**** DATA FOR THIS TASK

PR #563, opened 2022-11-17
Fixed: Synchronise FTL macro parameters for the various output types (OFBIZ-12126)

danwatford:
Following changes to how FTL macro parameter lists for HTML screens, corresponding changes needed to be made for text, xml, pdf (fo), csv and xls screens.

Tested using example and Layout demo screens, exercising exporting of screens to other formats
https://localhost:8443/example/control/main
https://localhost:8443/webtools/control/WebtoolsLayoutDemo


danwatford:
These changes are similar to those carried out under https://issues.apache.org/jira/browse/OFBIZ-6461

PR #574, opened 2022-12-27
Fixed: Add missing CSS for tree select in Helveticus

florianMo:
Fixed: Add missing CSS, so tree select can be properly used. Make expand/collapse links visible

(OFBIZ-12725)

https://issues.apache.org/jira/browse/OFBIZ-12725


priyasharma1 (approved):

nmalin:
Thanks Florian, I loaded your commit on trunk and branche 22.01, thanks for your PR

PR #577, opened 2023-01-09
Fixed: Permission check when creating a Product Facility (OFBIZ-12739)

danwatford:
Typo in the action being checked when creating a product facility prevented users with the FACILITY_CREATE permission, but not the CATALOG_CREATE permission, from creating Product Facilities.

********

=== WHAT THE EXERCISE ASKS ===
No line before the one containing "https://localhost:8443/example/control/main" belongs in the answer; give again exactly that line and all lines after it through the end of the data.

=== RESPONSE TO THE EXERCISE ===
https://localhost:8443/example/control/main
https://localhost:8443/webtools/control/WebtoolsLayoutDemo


danwatford:
These changes are similar to those carried out under https://issues.apache.org/jira/browse/OFBIZ-6461

PR #574, opened 2022-12-27
Fixed: Add missing CSS for tree select in Helveticus

florianMo:
Fixed: Add missing CSS, so tree select can be properly used. Make expand/collapse links visible

(OFBIZ-12725)

https://issues.apache.org/jira/browse/OFBIZ-12725


priyasharma1 (approved):

nmalin:
Thanks Florian, I loaded your commit on trunk and branche 22.01, thanks for your PR

PR #577, opened 2023-01-09
Fixed: Permission check when creating a Product Facility (OFBIZ-12739)

danwatford:
Typo in the action being checked when creating a product facility prevented users with the FACILITY_CREATE permission, but not the CATALOG_CREATE permission, from creating Product Facilities.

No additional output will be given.